- [ABOUT THIS TASK] This task calls for every line of the material to be output verbatim.
***** STORED DATA *****
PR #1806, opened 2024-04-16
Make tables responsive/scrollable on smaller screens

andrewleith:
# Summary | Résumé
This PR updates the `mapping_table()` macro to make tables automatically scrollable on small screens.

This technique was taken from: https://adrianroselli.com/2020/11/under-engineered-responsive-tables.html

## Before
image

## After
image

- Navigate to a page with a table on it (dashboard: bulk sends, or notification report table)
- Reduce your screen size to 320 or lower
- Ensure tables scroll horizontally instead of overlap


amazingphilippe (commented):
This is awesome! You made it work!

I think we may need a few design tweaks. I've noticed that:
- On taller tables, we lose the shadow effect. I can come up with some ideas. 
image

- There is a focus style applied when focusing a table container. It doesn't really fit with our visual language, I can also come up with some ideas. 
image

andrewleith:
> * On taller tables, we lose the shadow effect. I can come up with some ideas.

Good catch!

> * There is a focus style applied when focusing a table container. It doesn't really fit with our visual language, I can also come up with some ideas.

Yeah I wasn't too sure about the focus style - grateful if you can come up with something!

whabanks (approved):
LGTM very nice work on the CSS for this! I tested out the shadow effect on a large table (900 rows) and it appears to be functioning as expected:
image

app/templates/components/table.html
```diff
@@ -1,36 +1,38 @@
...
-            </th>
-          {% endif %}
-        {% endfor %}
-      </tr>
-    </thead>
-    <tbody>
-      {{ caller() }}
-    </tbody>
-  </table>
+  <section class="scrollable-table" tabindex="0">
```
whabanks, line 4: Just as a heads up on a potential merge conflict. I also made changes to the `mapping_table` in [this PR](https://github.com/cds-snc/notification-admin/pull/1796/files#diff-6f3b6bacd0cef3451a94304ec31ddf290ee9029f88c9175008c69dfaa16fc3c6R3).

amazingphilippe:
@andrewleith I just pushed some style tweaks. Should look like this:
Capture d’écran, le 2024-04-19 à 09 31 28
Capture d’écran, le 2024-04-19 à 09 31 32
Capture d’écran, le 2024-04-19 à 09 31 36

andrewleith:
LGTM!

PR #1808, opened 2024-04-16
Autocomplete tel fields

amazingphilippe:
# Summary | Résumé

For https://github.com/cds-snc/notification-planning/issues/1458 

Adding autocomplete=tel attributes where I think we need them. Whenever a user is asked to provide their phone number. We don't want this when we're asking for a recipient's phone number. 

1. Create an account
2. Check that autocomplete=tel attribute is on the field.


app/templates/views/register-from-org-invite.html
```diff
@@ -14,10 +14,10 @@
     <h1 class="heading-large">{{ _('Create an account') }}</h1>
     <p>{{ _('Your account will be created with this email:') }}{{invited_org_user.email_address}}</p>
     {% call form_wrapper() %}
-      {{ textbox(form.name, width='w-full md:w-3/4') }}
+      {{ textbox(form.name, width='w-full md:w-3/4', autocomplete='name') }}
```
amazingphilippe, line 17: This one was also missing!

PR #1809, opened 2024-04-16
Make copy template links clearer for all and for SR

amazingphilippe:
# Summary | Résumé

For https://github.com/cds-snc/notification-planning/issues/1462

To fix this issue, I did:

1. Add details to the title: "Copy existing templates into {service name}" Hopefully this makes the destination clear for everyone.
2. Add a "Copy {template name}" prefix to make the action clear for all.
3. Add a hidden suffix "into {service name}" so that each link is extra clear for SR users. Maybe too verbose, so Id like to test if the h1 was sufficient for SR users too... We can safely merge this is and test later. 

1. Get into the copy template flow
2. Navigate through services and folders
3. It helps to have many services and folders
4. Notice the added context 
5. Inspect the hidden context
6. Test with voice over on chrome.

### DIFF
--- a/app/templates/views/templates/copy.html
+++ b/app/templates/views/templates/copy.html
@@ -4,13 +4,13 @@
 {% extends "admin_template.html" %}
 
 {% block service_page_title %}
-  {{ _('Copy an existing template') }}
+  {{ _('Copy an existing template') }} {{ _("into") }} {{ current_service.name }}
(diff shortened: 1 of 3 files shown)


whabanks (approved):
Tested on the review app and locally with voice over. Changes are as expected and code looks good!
*****
- [SOLUTION FOR THIS EXERCISE]
PR #1806, opened 2024-04-16
Make tables responsive/scrollable on smaller screens

andrewleith:
# Summary | Résumé
This PR updates the `mapping_table()` macro to make tables automatically scrollable on small screens.

This technique was taken from: https://adrianroselli.com/2020/11/under-engineered-responsive-tables.html

## Before
image

## After
image

- Navigate to a page with a table on it (dashboard: bulk sends, or notification report table)
- Reduce your screen size to 320 or lower
- Ensure tables scroll horizontally instead of overlap


amazingphilippe (commented):
This is awesome! You made it work!

I think we may need a few design tweaks. I've noticed that:
- On taller tables, we lose the shadow effect. I can come up with some ideas. 
image

- There is a focus style applied when focusing a table container. It doesn't really fit with our visual language, I can also come up with some ideas. 
image

andrewleith:
> * On taller tables, we lose the shadow effect. I can come up with some ideas.

Good catch!

> * There is a focus style applied when focusing a table container. It doesn't really fit with our visual language, I can also come up with some ideas.

Yeah I wasn't too sure about the focus style - grateful if you can come up with something!

whabanks (approved):
LGTM very nice work on the CSS for this! I tested out the shadow effect on a large table (900 rows) and it appears to be functioning as expected:
image

app/templates/components/table.html
```diff
@@ -1,36 +1,38 @@
...
-            </th>
-          {% endif %}
-        {% endfor %}
-      </tr>
-    </thead>
-    <tbody>
-      {{ caller() }}
-    </tbody>
-  </table>
+  <section class="scrollable-table" tabindex="0">
```
whabanks, line 4: Just as a heads up on a potential merge conflict. I also made changes to the `mapping_table` in [this PR](https://github.com/cds-snc/notification-admin/pull/1796/files#diff-6f3b6bacd0cef3451a94304ec31ddf290ee9029f88c9175008c69dfaa16fc3c6R3).

amazingphilippe:
@andrewleith I just pushed some style tweaks. Should look like this:
Capture d’écran, le 2024-04-19 à 09 31 28
Capture d’écran, le 2024-04-19 à 09 31 32
Capture d’écran, le 2024-04-19 à 09 31 36

andrewleith:
LGTM!

PR #1808, opened 2024-04-16
Autocomplete tel fields

amazingphilippe:
# Summary | Résumé

For https://github.com/cds-snc/notification-planning/issues/1458 

Adding autocomplete=tel attributes where I think we need them. Whenever a user is asked to provide their phone number. We don't want this when we're asking for a recipient's phone number. 

1. Create an account
2. Check that autocomplete=tel attribute is on the field.


app/templates/views/register-from-org-invite.html
```diff
@@ -14,10 +14,10 @@
     <h1 class="heading-large">{{ _('Create an account') }}</h1>
     <p>{{ _('Your account will be created with this email:') }}{{invited_org_user.email_address}}</p>
     {% call form_wrapper() %}
-      {{ textbox(form.name, width='w-full md:w-3/4') }}
+      {{ textbox(form.name, width='w-full md:w-3/4', autocomplete='name') }}
```
amazingphilippe, line 17: This one was also missing!

PR #1809, opened 2024-04-16
Make copy template links clearer for all and for SR

amazingphilippe:
# Summary | Résumé

For https://github.com/cds-snc/notification-planning/issues/1462

To fix this issue, I did:

1. Add details to the title: "Copy existing templates into {service name}" Hopefully this makes the destination clear for everyone.
2. Add a "Copy {template name}" prefix to make the action clear for all.
3. Add a hidden suffix "into {service name}" so that each link is extra clear for SR users. Maybe too verbose, so Id like to test if the h1 was sufficient for SR users too... We can safely merge this is and test later. 

1. Get into the copy template flow
2. Navigate through services and folders
3. It helps to have many services and folders
4. Notice the added context 
5. Inspect the hidden context
6. Test with voice over on chrome.

### DIFF
--- a/app/templates/views/templates/copy.html
+++ b/app/templates/views/templates/copy.html
@@ -4,13 +4,13 @@
 {% extends "admin_template.html" %}
 
 {% block service_page_title %}
-  {{ _('Copy an existing template') }}
+  {{ _('Copy an existing template') }} {{ _("into") }} {{ current_service.name }}
(diff shortened: 1 of 3 files shown)


whabanks (approved):
Tested on the review app and locally with voice over. Changes are as expected and code looks good!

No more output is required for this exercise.